But this can lead to complacency in financing and debt structure, which can cause problems when markets or weather don’t co-operate.
Get your financial house in order
Refinancing, or replacing existing debt with new loans under different terms, will allow you to select the best debt structure for your needs and to satisfy existing and future lenders. With banks aggressively seeking new clients, it’s a great time to take a look at your debt structure.
The benefits of creating a strong debt structure for yourself and your farm are three-fold:
Risk Management - what to consider
Proper debt structure allows continued, flexible debt service in the event of a crisis. During a crisis or economic downturn lenders have less of an appetite for risk. They will require more documentation, higher down payments and will be paying greater attention to repayment capacity and your risk management plan.
As a result, you need to identify your key risk factors, and the impact they would have on your bottom line, then develop a customized risk strategy.
Right vs. Obligation
When you set up your debt repayment plans with your banker, are you in a position of having a right to pay, or are you obligated to pay? When you borrow money with an aggressive repayment schedule, you are obligated to pay it back based on that condensed repayment schedule.

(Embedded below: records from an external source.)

PR #778, opened 2019-09-04
feat: remaining-validity

### LINKED ISSUE #772: New method: GetSecuredApiKeyRemainingValidity
## Summary

When a secured API keys expire, search breaks. The current workaround is more complex
than it needs to be. 

The options for developers using Algolia require, at every place where a search
operation is performed, catching an operation error, identify it as a
"ValidUntil" error, then regenerate the API key, and perform the search
operation again.

The idea is to define a method which tells if a `SecuredAPIKey`
is expired or not without making a single call to Algolia's API.

## References

- Specs: https://github.com/algolia/algoliasearch-client-specs-internal/pull/25

nunomaduro:
This pull request adds `getSecuredApiKeyRemainingValidity` as specified on the api client specs.

closes #772

### DIFF
--- a/src/AlgoliaSearch.js
+++ b/src/AlgoliaSearch.js
@@ -732,6 +732,7 @@ AlgoliaSearch.prototype.disableRateLimitForward = notImplemented;
 AlgoliaSearch.prototype.useSecuredAPIKey = notImplemented;
 AlgoliaSearch.prototype.disableSecuredAPIKey = notImplemented;
 AlgoliaSearch.prototype.generateSecuredApiKey = notImplemented;
+AlgoliaSearch.prototype.getSecuredApiKeyRemainingValidity = notImplemented;
 
 function notImplemented() {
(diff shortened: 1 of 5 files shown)


Haroenv:
Looks good, bundle size change is odd though, since angular shouldn’t have this file, maybe it’s just the error

nunomaduro:
Waiting for https://github.com/algolia/algoliasearch-client-javascript/pull/779.

julienbourdeau:
It seems like this is only implemented for Node, not in the browser, am I correct?

If so, why is it not available in the browser?

nunomaduro:
Because the `generateSecuredApiKey` as also browser only. On the JavaScript on the default preset will contain this features on the browser too.

julienbourdeau:
I understand 👍 I'm very exited for v4.
This is a very important feature, as your frontend might be using secured api key, you need to know when to ask for a new key.

PR #781, opened 2019-09-17
chore(transporter): fix typo

Haroenv:
This isn't per se a typo, but `retryable` is "more common" https://english.stackexchange.com/questions/364277/which-spelling-is-preferred-retriable-or-retryable


Haroenv:
your bundlesize is set _very_ strict haha

nunomaduro:
Thanks!

Issue #755, opened 2019-05-15
[3.x] Method deleteObject deletes the index if objectID is empty


nunomaduro:
**What is the current behavior?**

Using `index.deleteObject` passing a empty string on the `objectID` deletes the index:

```js
var objectID = "";
index.deleteObject(objectID); // index is deleted.
```

**What is the expected behavior?**

Calling `index.deleteObject("");` should throw `AlgoliaSearchError` if `objectID` is a empty string.

nunomaduro:
Closing this, reasons described in #795.

PR #789, opened 2019-10-05
Fix/delete object with empty string

alexhoma:
**Summary**
Using `index.deleteObject` passing an empty string on the `objectID` deletes the index. And should throw an `AlgoliaSearchError`. Here's the linked issue: https://github.com/algolia/algoliasearch-client-javascript/issues/755

**Result**
Once repository was cloned, I've executed `yarn` to install dependencies and `yarn test`.

I've added a test to cover the "empty string" case and then I've added the guard clause on the production code. (https://github.com/algolia/algoliasearch-client-javascript/pull/789/commits/eadd2e35b74f3b6f1f593862317b0129c6387e8e)
Then, I've tried to refactor the checks of the `objectID`. I think I've improved legibility, but if not, we can avoid the last commit :) (https://github.com/algolia/algoliasearch-client-javascript/pull/789/commits/fb91860febba366f8d142a288a3cb58d1d5903ee)

**Notes**
- I'd like to discuss if we can add a test case when someone passes an empty string but its length is not 0, like: `"     "`. With the current code, this could not happen, but there is no test that prevents someone to break this.
- And another test to check if someone passes a number. Now I've seen that there is a guard that covers if `objectID` is not a number, but when I remove this condition, tests are green anyway.


alexhoma:
@nunomaduro  hi! integration tests are failing due to:
```
Error: missing: INTEGRATION_TEST_APPID=$APPID INTEGRATION_TEST_API_KEY=$APIKEY command.
```
Where should I add these params to work with Travis?

Haroenv:
@alexhoma, that's expected actually, the tests can not run for non-maintainers of the repo to avoid the API keys leaking

alexhoma:
Makes sense :sweat_smile: Thank you @Haroenv

nunomaduro:
@alexhoma Thanks for your contribution - had to revert this merge. The reason is because its introduces a behaviour breaking change when people perform `deleteObject(0);` -  this will throw an exception with the code introduced in this pull request.

Maybe you can re-perform this pull request with code that also covers this situation?

alexhoma:
@nunomaduro Sure I'll take it :ok_hand:

PR #790, opened 2019-10-08
getSecuredApiKeyRemainingValidity  has hanging comma, that throws error at runtime for node.js engine(s) <= 8

mattjacobs:
**Summary**
There's currently an issue for older node.js engines that do not support extra commas at the end of a method. 

**Result**
This method will now work for node.js clients


nunomaduro:
Thanks!

nunomaduro:
This version `3.35.1` contains this fix.

PR #795, opened 2019-10-16
[3.x] Fixes delete objects with empty string

alexhoma:
**Summary**
Reopened PR that prevents empty strings to be passed as an `objectId` when using `index.deleteObject`. The last PR was introducing a breaking change throwing an error when someone gaves a `0` as an objectId (and this was not valid). As explained in this comment: https://github.com/algolia/algoliasearch-client-javascript/pull/789#issuecomment-542104709

Related issue: https://github.com/algolia/algoliasearch-client-javascript/issues/755

**Result**
* Breaking change fixed. Now `0` is a valid object id.
* Also I've took the opportunity to test some uncovered cases: (https://github.com/algolia/algoliasearch-client-javascript/commit/c740877137240cc688b6fec36db557b338c0fd2d#diff-7f406cf06aa9340c5d564bde813b50f2)
  * When `deleteObject('id')` with a valid object id
  * When `deleteObject('id', cb)` with a valid object id and a callback


nunomaduro:
Updated the base of this branch.

nunomaduro:
@Haroenv Now that we have the v4 out, I would prefer to freeze the v3 completely. I was thinking about not merging this pull request as there is no actually bug on the method.

Haroenv:
I'm not sure if this isn't a bug, since v3 _does_ have safe programming. I'm ok with closing it though (definitely thank @alexhoma for your time making this PR), since it's fixed in v4

nunomaduro:
Yes - thanks @alexhoma !

PR #796, opened 2019-10-21
fix: unknown parameter `paginate` within findObjects method

nunomaduro:
**Summary**

This pull request fixes an issue when people try to find and object without pagination, setting `paginate` to false,  using the `findObject` method. Without the `delete` code introduced in this pull request, the engine returns: `Unknown parameter: paginate`.

### DIFF
--- a/src/Index.js
+++ b/src/Index.js
@@ -928,6 +928,9 @@ Index.prototype.findObject = function(findCallback, requestOptions, callback) {
   var paginate = requestOptions.paginate !== undefined ? requestOptions.paginate : true;
   var query = requestOptions.query !== undefined ? requestOptions.query : '';
 
+  delete requestOptions.paginate;
+  delete requestOptions.query;
+
   var that = this;
   var page = 0;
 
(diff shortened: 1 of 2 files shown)


nunomaduro:
Thanks for forcing test quality. Just added tests.

src/Index.js
```diff
@@ -928,6 +928,9 @@ Index.prototype.findObject = function(findCallback, requestOptions, callback) {
   var paginate = requestOptions.paginate !== undefined ? requestOptions.paginate : true;
   var query = requestOptions.query !== undefined ? requestOptions.query : '';
 
+  delete requestOptions.paginate;
+  delete requestOptions.query;
```
Haroenv: doesn't look like query is actually removed here according to the test, is that expected?

nunomaduro: Without the delete, the test will fail having this result:

```
# findObject: object not found with non matching query
not ok 3 should be equal
  ---
    operator: equal
    expected: |-
      '{"params":"query=Algolia&page=0"}'
    actual: |-
      '{"params":"query=Algolia&query=Algolia&page=0"}'
```

nunomaduro: This is expected, the query should passed within params, and not as a new key on the payload.

Haroenv: makes sense, I misread the variable names

PR #806, opened 2019-11-13
chore(prettier): use dedicated config

Haroenv:
**Summary**

This will make sure that if you use "format document" via vscode prettier extension works as expected

**Result**

arguments to prettier config are moved to their own file


Haroenv:
was causing other conflicts, let's leave as is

But, depending on the asset you purchase, you can extend the amortization or repayment over a longer period. Most of these loans have a prepayment clause that allows you to pay a percentage of the original loan balance every year. This flexibility is very important in an industry like agriculture where income can be volatile.
When considering debt repayment, you should not obligate yourself to pay more than 10 percent of your debt annually. Your debt service ratio (the ratio of cash available to service principle, interest and lease payments) should be greater than 1.5:1.
The last thing to do is to test it. Pencil in a potential issue for your business. How will you manage if farm revenues decline by 10, 20 or 30 percent?
There are many more options available today when looking at debt structure. As well as the traditional fixed and floating rates, there is increased flexibility in moving between rate types, Banker Acceptance (similar to a post-dated cheque but held by the bank), longer amortization periods, longer terms and interest only repayment options.
All of these tools provide anyone looking to restructure their debt and minimize risk sufficient options to meet their specific business needs.
The final benefit in refinancing your debt is the flexibility some of these options provide. The right debt structure will include a number of tools that will allow you to “set it and forget it.”
Matching the term of the loan with the life of the asset is an important business principle. Don’t buy longer-term assets (land or equipment) with cash or operating lines as it can leave you short in a crisis. Cash should be available for day-to-day business expenses and seasonal operating bulges.
The re-advanceable line of credit and/or equipment operating line act like an operating loan but are designated for the purchase of longer-term assets such as land or equipment. They are similar to a home equity line of credit as it can be paid down and funds can be re-borrowed when needed.
Protect yourself and your business
Agriculture is a sophisticated industry and a sophisticated, strategic approach is required to manage a farm business today. Working with a farm management consultant can provide a review of all aspects of your operation and look to the future to ensure you are ready for whatever is around the next corner.